Feb 4, 2016

Did Microsoft Commit Voter Fraud in Iowa to Ensure Donald Trump’s Defeat?

via Return of Kings

The first shot in the presidential nomination has been fired, and the finger-pointing has begun. Last night, Ted Cruz pulled off an upset victory in the Iowa Republican caucuses, defeating front-runner Donald Trump by a slim margin, while Hillary Clinton and Bernie Sanders are in a statistical dead heat. Not only that, Marco Rubio exceeded expectations, finishing a close third behind Trump when all the polls showed that he lagged far behind. How did all this happen?

I’ll freely admit that I was wrong when I predicted that Trump would win Iowa by a convincing margin. While Trump’s rallies were drawing the biggest crowds by far of any candidate (Democrat or Republican), I also warned that because the Iowa caucus structure favors long-time party loyalists over first-time voters, the Donald’s supporters might be underrepresented at the actual vote. My predictions on where the other candidates would fall (Rubio in 3rd, Carson 4th, Paul 5th, and Bush 6th) were on the money.
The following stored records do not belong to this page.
PR #129, opened 2016-07-19
Clamp the latency to [256, platform default] on OSX.

padenot:
OSX allows to go lower, but a number of headsets and other hw don't work too
well with super low latency.

### DIFF
--- a/src/cubeb_audiounit.cpp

However, the “Rubio surge” makes no sense whatsoever, matching neither what I saw on the ground or what pollsters were reporting. There’s now evidence to suggest that Rubio’s unexpectedly good performance—coming in a close third behind Trump—was the result of voter fraud committed by Microsoft and sanctioned by the RNC. While it’s too early to make a definite call, given that Donald Trump stands against everything that the GOP establishment represents, it’s not out of the question that they would try to fight him with foul play.

Marco Rubio’s Incredible Disappearing Voters


I’ve had the opportunity to attend Iowa campaign events by every major party presidential candidate with the exceptions of John Kasich, Mike Huckabee, Rick Santorum and Jim Gilmore (though I saw Huckabee and Santorum at Trump’s veterans’ rally and shook the latter’s hand). In fact, I attended a Donald Trump rally in Pella and a Marco Rubio town hall in nearby Indianola on the same day, giving me a one-to-one comparison of each candidate’s popularity among Iowans.

In my time in Iowa, Trump’s rallies consistently drew crowds that were larger than all the other candidates’ (Democratic and Republican) combined. Only Bernie Sanders can attract audiences that can compete with Trump in terms of size, though Trump still outpaces Sanders by a wide margin. For example, Trump’s Pella rally on January 23rd drew well over 3,000 people, the majority of whom had to be shunted into an overflow auditorium due to space limits. You can watch my recording of that rally below:

Conversely, Marco Rubio could barely move the needle in terms of audience size. His Indianola event drew 150-200 people at most, the bulk of whom were senile old farts. Check out my recording below:

Lest you wrongly think that voter turnout and rally turnout have no correlation, professional pollsters backed up what I saw on the ground: the Iowa caucus was a fight between Ted Cruz and Donald Trump, with Rubio languishing in a distant third with around 10-12 percent of the vote. Moreover, not one single poll in the run-up to the caucus indicated that he would surge to 23 percent, and no one can pinpoint a single reason why Rubio overperformed in the actual vote.

On Sunday, Breitbart reported that Microsoft would be providing technology for tallying votes in the Iowa caucuses. Given that Microsoft is Rubio’s second-largest campaign contributor, this represents a massive conflict of interest. Other sources claim that the GOP establishment had a deliberate plan to goose Rubio’s vote count.
Given that Donald Trump has run an anti-establishment campaign and has refused to accept money from super PACs and other major donors, the GOP brass clearly view him as a threat, so none of this is out of the realm of possibility. While Jeb Bush was previously the anointed candidate of Wall Street, the GOP’s masters may be giving up on him due to his poor polling numbers and shifting their support to Rubio. . . .

1 comment:

  1. I dont even think Microsoft had to alter the votes. With as many claims of complete disorganization and confusion at the 5 districts that Rubio supposedly won, it seems like it wouldve been nothing for a person doing the counting to change a few Ts into Rs. Keep in mind that 4 out of the 5 districts that Rubio supposedly won were also the same districts that needed to do a coin toss to decide between Clinton or Sanders.